Issue #71368, opened 2022-12-20
[Bug]: Theme Showcase: The "My Themes" filter sometimes can't be clicked


fushar:
### Quick summary

The filter can't be clicked when the current filter is not "All".

@Automattic/lego 

### Steps to reproduce

1. Create a site with Business plan
2. Open `/themes/<siteSlug>`
3. Click on a filter other than "All" (e.g. "Blog")
4. Now click on "My Themes" filter

### What you expected to happen

The My Themes filter is selected

### What actually happened

The My Themes filter is NOT selected

### Reproducibility

Consistent

### Severity

Most (> 50%)

### Available workarounds?

Yes, easy to implement

### Workaround details

Click on the My Themes filter twice

arthur791004:
Close it via https://github.com/Automattic/wp-calypso/pull/71381

PR #71381, opened 2022-12-20
Theme Showcase: Fix My Themes tab might not able to be clicked

arthur791004:
#### Proposed Changes

* When you click "My Themes" filter from another filter except "All", the URL will be changed and theme showcase component will try to resolve the current filter from the URL. However, the resolved filter will be "All" as we don't have any information in the URL to indicate the current filter is "My Themes". As a result, this PR avoids resolving the filter from the URL if the current filter is the static filter.

#### Testing Instructions

* Open /themes/<your_ecommerce_site>
* Click on a filter other than "All" (e.g. "Blog")
* Now click on the "My Themes" filter and verify it works!

#### Pre-merge Checklist

Related to https://github.com/Automattic/wp-calypso/issues/71368

### DIFF
--- a/client/my-sites/themes/theme-showcase.jsx
+++ b/client/my-sites/themes/theme-showcase.jsx
@@ -58,6 +58,9 @@ const optionShape = PropTypes.shape( {
 	action: PropTypes.func,
 } );
 
+const findTabFilter = ( tabFilters, filterKey, defaultValue ) =>
+	Object.values( tabFilters ).find( ( filter ) => filter.key === filterKey ) || defaultValue;
+
 class ThemeShowcase extends Component {
 	constructor( props ) {
 		super( props );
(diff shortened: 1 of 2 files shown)


client/my-sites/themes/theme-showcase.jsx
```diff
@@ -343,10 +338,11 @@ class ThemeShowcase extends Component {
 				.filter( ( key ) => ! subjectFilters.includes( key ) )
 				.join( '+' );
 
-			const newFilter =
-				tabFilter.key !== this.staticFilters.ALL.key
-					? [ filterWithoutSubjects, subjectTerm ].join( '+' )
-					: filterWithoutSubjects;
+			const newFilter = ! [ this.staticFilters.ALL.key, this.staticFilters.MYTHEMES.key ].includes(
```
fushar: What if we replace this with something like `this.staticFilters.includes(tabFilter)` ? I find that the intention is clearer this way.

(I think we can do it because for static filters we always return the same object, CMIIW)

client/my-sites/themes/theme-showcase.jsx
```diff
@@ -58,6 +58,9 @@ const optionShape = PropTypes.shape( {
 	action: PropTypes.func,
 } );
 
+const findTabFilter = ( tabFilters, filterKey, defaultValue ) =>
```
fushar: `defaultValue` is always the same (`ALL`). Can we for now put this as member function inside `ThemeShowcase` class (above `getTabFilterFromUrl`)? So that we can just hardcode `this.staticFilters.ALL` there.

client/my-sites/themes/theme-showcase.jsx
arthur791004: Done. I made a `isStaticFilter` member function to check whether a filter is a static filter!

client/my-sites/themes/theme-showcase.jsx
arthur791004: Done.

fushar (approved):
Works nicely!

arthur791004:
@fushar I found there is an issue below and the reason is the page is not reset, so I committed a change to reset the page once the site id is changed.

* When you are in "My Themes" filter and switch the site to another eCommerce site or self-hosted site, it will show themes are not found.

fushar:
@arthur791004 Ah, nice, thanks! I've just tested it and it works well :)

fushar (approved):

Issue #46205, opened 2020-10-06
Checkout: add identifier for USD in non-US geos


michaeldcain:
We already include non-USD identifiers for supported currencies that use the $ as a currency symbol (i.e. "C$" for Canadian dollars), but we don't include a USD identifier when a user is in a location that uses the $ and we don't currently support their currency (i.e. Argentinian Pesos).

When a user is outside of the US, we should add an idicator to the amount (i.e. "US$").

DavidRothstein:
See also c/8yG0JNLf-tr (internal link)

abemos:
Hi there, just wanted to follow up and ask about the ETA for this request? @michaeldcain  @DavidRothstein . Thanks!

kylemcph:
Just noting that there is still confusion about this. Another example is #25056033-hc.

jartes:
I also had another example of confusion here 23979794-hc about Argentinian Pesos.

michaeldcain:
Work in progress in D52530-code

sirbrillig:
Requested changes on the diff.

carladoria:
@michaeldcain  or @sirbrillig  are there any updates on this? we still get several requests related to this per day. 
I personally get around 2 per day.

michaeldcain:
@carladoria sorry for the delayed response. The issue should now be fixed in the popover shopping cart and checkout, but additional work will be required to update plans lists and subscription management screens. I'll open another issue to track those changes.

carladoria:
Great, thanks a lot!

marianearchimbaud:
Hi there!! I am not sure if this is the exact same issue, but I wanted to know if it was possible to add this request:
In the pricing page, we find this: https://wordpress.com/pricing/

And some uses are confused about these symbol/currency, as it also means "pesos".
Are we able to be a bit more specif with the currencies displayed here?
As this example? https://d.pr/i/HIrxW9
This issue was reported by a user on this chat, they were confused and asked for a refund as they were not expecting the charge was going to be made in US$

hc-1569496

sirbrillig:
FWIW I _think_ the plans page is managed by @Automattic/martech-decepticons so perhaps they can weigh in here as well. 

> but additional work will be required to update plans lists and subscription management screens. I'll open another issue to track those changes.

@michaeldcain did we ever create a new issue to track the plans page?

michaeldcain:
[...]

PR #71387, opened 2022-12-20
format-currency: Change formatCurrency to use locale

sirbrillig:
#### Proposed Changes

In calypso when we need to format prices for display, we often use the `@automattic/format-currency` library. The library contains a hard-coded list of currencies and the data needed to format them appropriately for display. It exports a `formatCurrency()` function to perform this formatting. However, the data this system uses is entirely based on the currency code, and does not take into account the user's locale. Many currencies are formatted differently depending on the locale, which makes this system inaccurate.

For example, sometimes EUR 1000 is formatted `€1,000.00` but other times it is formatted `1.000,00 €`.

In this PR we modify `formatCurrency()` and its sibling `getCurrencyObject()` to ignore the hard-coded list of data and instead use the browser's built-in library that formats currency for locales: [Intl.NumberFormat](https://developer.mozilla.org/en-US/docs/Web/JavaScript/Reference/Global_Objects/Intl/NumberFormat). It retrieves the locale from the browser (although it can also be passed-in as an option if needed). 

Before this PR. The variant picker prices are formatted by `formatCurrency` and the line item price is formatted by the backend. Note that in the IDR example the thousands group separators of the variant picker do not match those of the line item.

before-en_US-IDR

before-de_DE-EUR

After this PR. Note that the thousands separators now are correct in both the frontend and backend versions of the price.

Screenshot 2023-01-05 at 1 11 51 PM

Screenshot 2022-12-28 at 5 09 34 PM

**NOTE:** a possible improvement would be to pass the locale from WordPress to the library instead of relying on the browser. This PR adds a `setDefaultLocale()` function which could be used to consume the `getCurrentLocaleSlug()` Redux selector, but I'm not sure where that side effect would best be placed.

**NOTE:** some of the official currency symbols returned by using `Intl.NumberFormat` might be confusing for users in their own locale. For example, if a user has their locale set to `en_CA` but their currency set to `CAD`, they would see prices displayed like `$100` instead of `C$100` as they do before this PR and that could be misinterpreted as USD (although if their locale is `en_US` they would see `CA$100`). To make this change less disruptive, the PR retains the hard-coded list of currency _symbols_ and uses those as overrides for each currency, _regardless of locale_ (except for USD because of https://github.com/Automattic/wp-calypso/issues/46205).

This PR removes the hard-coded formatting data from the package, and the unnecessary `CURRENCIES` and `getCurrencyDefaults()` exports. It also removes the `decimal`, `grouping`, and `symbol` options from `formatCurrency()` and `getCurrencyObject()` because those are now totally under the control of the formatter.

Part of https://github.com/Automattic/payments-shilling/issues/1300

#### Testing Instructions

Automated tests should mostly cover this, but it's worth viewing a few significant places in calypso that display currencies to make sure there are no obvious problems. Please do this with different currencies and different locales.

- The plans page.
- Checkout.

As for the changes in the API, you can verify that there are no uses of the removed options or exports with the following commands. Make sure that you check any results to be sure they are not using the removed options or exports:

- `rg --context 10 -w formatCurrency |rg -w 'grouping|decimal|symbol'`
- `rg --context 10 -w getCurrencyObject |rg -w 'grouping|decimal|symbol'`
- `rg -w CURRENCIES`
- `rg -w getCurrencyDefaults`


sirbrillig:
After some discussion in https://github.com/Automattic/payments-shilling/issues/1300, I retained the currency symbol configuration which will be used for every currency (except for USD which I removed because of https://github.com/Automattic/wp-calypso/issues/46205), regardless of locale (but will still use the locale for positioning, grouping, and decimals). This should make this PR less disruptive to the current UI and protect against symbol ambiguity. The hard-coded list could be reduced over time if we want to rely more on the browser.

dlind1 (commented):
Potentially found a few formatting inconsistencies:

1. Browser locale set to `he`, user currency set to IDR, calypso.localhost
Screenshot 2023-01-02 at 02 29 41

2. Minus sign is displayed incorrectly for RTL UI, but that seems to be a back-end issue
Screenshot 2023-01-02 at 01 59 14
Screenshot 2023-01-02 at 01 49 51

sirbrillig:
Thank you, @dlind1!

> Browser locale set to he, user currency set to IDR, calypso.localhost [image shows currency symbol as "IDR" instead of "Rp"].

Interesting! I guess the currency symbol override isn't always working, which is a big deal, but I'm having trouble reproducing this. If I use the Chrome Sensors panel to set my locale to `he` and have `IDR` as my currency, I see this:

Screenshot 2023-01-02 at 12 56 19 PM

But clearly you were able to get a different display. A few things I can think of: is it possible you had a checkout of this branch before [3ea1c2e](https://github.com/Automattic/wp-calypso/pull/71387/commits/3ea1c2e478cfdbed60b9c7e7cb3d92b1a5b3ba3d)? Or are you using a different browser (I wasn't able to test this in Firefox because I can't find a way to change the locale yet so that could be related)? Maybe there's something else I'm not thinking of... 

> Minus sign is displayed incorrectly for RTL UI, but that seems to be a back-end issue

Could you check to see if that's fixed by https://github.com/Automattic/wp-calypso/pull/71537?

dlind1:
> But clearly you were able to get a different display. A few things I can think of: is it possible you had a checkout of this branch before [3ea1c2e](https://github.com/Automattic/wp-calypso/pull/71387/commits/3ea1c2e478cfdbed60b9c7e7cb3d92b1a5b3ba3d)? Or are you using a different browser (I wasn't able to test this in Firefox because I can't find a way to change the locale yet so that could be related)? Maybe there's something else I'm not thinking of...

That was it, my locale branch didn't have that commit. The dropdown does display the correct symbol now.

> > Minus sign is displayed incorrectly for RTL UI, but that seems to be a back-end issue
> 
> Could you check to see if that's fixed by #71537?

Just  checked, and unfortunately it's not fixed there.
Screenshot 2023-01-03 at 00 45 05

Screenshot 2023-01-03 at 00 48 59

sirbrillig:
> Minus sign is displayed incorrectly for RTL UI, but that seems to be a back-end issue

Thanks for double-checking that! I am far from an expert on RTL, but it seems like this might actually be a browser issue?

If I display a negative price, then change `document.dir` to `'rtl'`, the negation sign moves from the left to the right side on its own. (I think this is how we do RTL localization on WordPress.com.)

Screenshot 2023-01-03 at 2 34 28 PM

The browser's price formatting itself seems to only be LTR.

```
const defaultFormatter = new Intl.NumberFormat( 'he', { style: 'currency', currency: 'ILS' } );
defaultFormatter.format(-100103.53)
'‏‎-100,103.53 ₪'
```

In any case, this appears to be an existing issue and is not made any worse by this PR.

dlind1:
> Thanks for double-checking that! I am far from an expert on RTL, but it seems like this might actually be a browser issue?

This works correctly from the BIDI algorithm point of view since the minus sign has weak directionality and with base RTL direction it'd be incorrectly put to the right of the numbers. The easiest way to fix it would be to explicitly wrap the minus sign and all the numbers in an LTR run, like `<bdo dir="ltr">-140.00</bdo> €`, or use some other approach from https://www.w3.org/International/questions/qa-bidi-unicode-controls.

Since it's an existing issue, it shouldn't prevent this PR from being merged, but it'd be nice to fix that at some point.

sirbrillig:
I've learned so much. Thanks! I created https://github.com/Automattic/wp-calypso/issues/71657 to track that issue.

michaeldcain:
I'm not sure which is correct, but with my Chrome location set to Mumbai (`mr-IN`) and INR as my currency, I'm seeing differences in the /plans price display and the shopping cart:

| Production | PR |
| ----------- | ----------- |
| Screenshot 2023-01-05 at 11 35 17 AM | Screenshot 2023-01-05 at 11 34 28 AM |

I think this could be related to my WordPress locale not matching my browser locale, but the difference between the cart, /plans, and /purchases views is still strange.

sirbrillig:
Thanks for noticing that, @michaeldcain. The issue was that this PR improves the client-side formatting to a point that it becomes better than the server-side formatting, so any parts of the UI that use server-side formatting suddenly will seem wrong. The one you saw (the mini-cart) isn't the only place. 

I decided to refactor https://github.com/Automattic/wp-calypso/pull/71722 so it could be merged before this PR and rebased this work on top of it. That way this PR should now change all price formatting equally.

sirbrillig:
Here's how the plans page and the mini-cart look in INR with `mr-IN` now:

Screenshot 2023-01-05 at 1 19 55 PM

The purchases page does not use `formatCurrency`, so its price formatting is going to be different from the mini-cart, but I _think_ that's a relatively minor issue that can be corrected later. I created https://github.com/Automattic/wp-calypso/issues/71723 to handle that.

Screenshot 2023-01-05 at 1 21 44 PM

dlind1:
Should the [Devanagari numbers](https://en.wikipedia.org/wiki/Devanagari_numerals) (or any other non-western numerals) be used here? While correct from a localization standpoint, they would make it more difficult to support and the users are usually familiar with [Western Arabic Numerals](https://en.wikipedia.org/wiki/Arabic_numerals) anyway. I remember that there was a similar issue with numbers in mobile apps using Eastern Arabic Numerals and the decision was to always use the Western ones.

sirbrillig:
Oh! Good question! Those numerals are new to me (and thank you for linking to what they are) so I just assumed they were "right", but I guess we might want to not use them in this case.

The JS module has a `numberingSystem` [option](https://developer.mozilla.org/en-US/docs/Web/JavaScript/Reference/Global_Objects/Intl/NumberFormat/NumberFormat#options) which can be set to `'latn'` to force latin numbers to be used instead of the locale-specific numbers, but for some reason I don't seem to be allowed to use that option according to TypeScript. I'm asking about this in Slack but in the meantime I've updated the library to use [a Unicode extension](https://developer.mozilla.org/en-US/docs/Web/JavaScript/Reference/Global_Objects/Intl/Locale/numberingSystem#adding_a_numbering_system_via_the_locale_string) to force latin numerals. (Update: it looks like this is [a TypeScript bug](https://github.com/microsoft/TypeScript/issues/52072).)

dlind1 (approved):
LGTM!

DavidRothstein:
>NOTE: a possible improvement would be to pass the locale from WordPress to the library instead of relying on the browser.

That seems somewhat important, right?  Isn't almost everything else in the user interface based on the WordPress account's language rather than the browser language?

To take an example, if I use the IDR currency and then switch my WordPress account language from English to Indonesian, prices on the purchase management page (which still come from the server, if I understand correctly) switch from `536,400` to `536.400` (comma to period) and that's the correct behavior.  But prices in checkout don't switch, even though it seems like they should.  They don't switch without this pull request either; without this pull request they're always `536.400` and with this pull request they're always `536,400` (in my web browser) -- although neither behavior is correct, the first seems slightly better since it matches the common usage of the currency.

I'm not sure if this is extremely important (it depends on how often people actually have the correct language configured in their browser) but for consistency with everything else I think prioritizing the WordPress account language would be good.

Overall this pull request looks like it's going to be a great change, though!

sirbrillig:
> That seems somewhat important, right? Isn't almost everything else in the user interface based on the WordPress account's language rather than the browser language?

I agree. I think it should be done, and I think I know how to do it, but I don't know _where_ to do it. It's a very high-level side effect so probably should live somewhere high up the render chain, but we don't have a single top-level component. Calypso is built with many entry points.

My thought was that a side effect like that probably deserves its own PR so its details could be debated separately from this (already fairly large) change.

Two other things have kept me from trying to implement that effect in this change: 

- I think that in practice most people's browser locale probably will match their WordPress locale and neither is likely to change often.
- I'm working on migrating all the display prices I can to use `formatCurrency` so that there will be less places which risk a mismatched format. All of checkout should be using it since https://github.com/Automattic/wp-calypso/pull/71722 and I'm working on making the purchases pages use it starting with https://github.com/Automattic/wp-calypso/pull/71737 and https://github.com/Automattic/payments-shilling/issues/1322.

DavidRothstein:
>I think that in practice most people's browser locale probably will match their WordPress locale

I'm not sure if that's true -- what I can gather from an internet search is that there are a whole lot of people out there whose browsers are pre-configured to English (even though that's not their native language) and most people don't know how to change that setting.  Whereas if I start at https://wordpress.com/fr/ (for example) and create a new WordPress.com account, the account winds up with French as its language regardless of browser locale.

That said, I agree with you that waiting until a followup pull request to implement that is fine -- this pull request seems to overall make things better (especially in light of pNPgK-6iv-p2).  I haven't reviewed the code really, but I didn't notice any problems while doing some brief testing, and I have no objection to this being merged without the WordPress.com account language issue being addressed.

sirbrillig:
Rebased over https://github.com/Automattic/wp-calypso/pull/71804

sirbrillig:
Rebased over https://github.com/Automattic/wp-calypso/pull/71737 which added some more tests that this changes.

sirbrillig:
I created https://github.com/Automattic/wp-calypso/issues/71816 to track setting the currency locale from the user's locale.

daledupreez:
@sirbrillig, how does this functionality behave for cases where we're running on the server like Server Side Rendering?

daledupreez:
I am also unclear on how this is expected to behave for `USD` if I am in a country that uses `$` as the currency, but I have `en` or `en-US` set up for my browser locale.

sirbrillig:
> how does this functionality behave for cases where we're running on the server like Server Side Rendering?

@daledupreez I don't know; I've never actually interacted with the parts of calypso that use SSR. But to guess: if there's no browser locale available (from the `window.navigator` API) and there's no WordPress UI locale available (from Redux), it [will default](https://github.com/Automattic/wp-calypso/blob/5b559da005378cccfd1b79e052c559a4f2c7b9bc/packages/format-currency/src/index.ts#L8) to `en` as the locale. That [could be customized](https://github.com/Automattic/wp-calypso/blob/5b559da005378cccfd1b79e052c559a4f2c7b9bc/packages/format-currency/src/index.ts#L17) by calling `setDefaultLocale()` if there's some other way to discover the locale during SSR.

> I am also unclear on how this is expected to behave for USD if I am in a country that uses $ as the currency, but I have en or en-US set up for my browser locale.

If you have CAD and you're in, say, Canada (which also uses `$`) and your browser is set to `en-US`, but your calypso UI interface language is set to `en-CA`, you'll see prices rendered as `C$`. That's for two reasons: one is that calypso basically ignores the browser locale in favor of the UI interface locale since https://github.com/Automattic/wp-calypso/pull/71895, and also because `formatCurrency()` always overrides the localized currency symbol with hard-coded ones in this list:

https://github.com/Automattic/wp-calypso/blob/5b559da005378cccfd1b79e052c559a4f2c7b9bc/packages/format-currency/src/currencies.ts#L84-L86

If you're in the same situation but using USD, you'll see `US $` because we do still localize the currency symbol for USD.

To quote the PR description above:

> NOTE: some of the official currency symbols returned by using Intl.NumberFormat might be confusing for users in their own locale. For example, if a user has their locale set to en_CA but their currency set to CAD, they would see prices displayed like $100 instead of C$100 as they do before this PR and that could be misinterpreted as USD (although if their locale is en_US they would see CA$100). To make this change less disruptive, the PR retains the hard-coded list of currency symbols and uses those as overrides for each currency, regardless of locale (except for USD because of https://github.com/Automattic/wp-calypso/issues/46205).

daledupreez:
Thanks for clarifying, @sirbrillig!

I think my biggest concern is that the Calypso UI only offers `en` and `en-gb` as language options, so the "what happens when I am in Argentina with my currency set to USD and my language set to English?" is relevant, especially because [this code](https://github.com/Automattic/wp-calypso/blob/ff249a3840e2697b3095e4453b6f6e53d5209206/client/state/ui/language/actions.ts#L14) in the `setLocale()` function sets the default to the Calypso language.

That particular example is important, because I am worried that with `en` as the locale, we'd show USD prices using just `$`, which would be ambiguous with prices in ARS that would also use `$`.

sirbrillig:
That's a good concern! It's the same one that https://github.com/Automattic/wp-calypso/issues/46205 and D52530-code were intended to solve, but it's possible that this has reintroduced the issue since D52530-code relied on IP address. I created https://github.com/Automattic/wp-calypso/issues/73496 to see what we can do.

Problem to solve: Each line above with the string "support" should be reported in full.

Response area:
We already include non-USD identifiers for supported currencies that use the $ as a currency symbol (i.e. "C$" for Canadian dollars), but we don't include a USD identifier when a user is in a location that uses the $ and we don't currently support their currency (i.e. Argentinian Pesos).
Should the [Devanagari numbers](https://en.wikipedia.org/wiki/Devanagari_numerals) (or any other non-western numerals) be used here? While correct from a localization standpoint, they would make it more difficult to support and the users are usually familiar with [Western Arabic Numerals](https://en.wikipedia.org/wiki/Arabic_numerals) anyway. I remember that there was a similar issue with numbers in mobile apps using Eastern Arabic Numerals and the decision was to always use the Western ones.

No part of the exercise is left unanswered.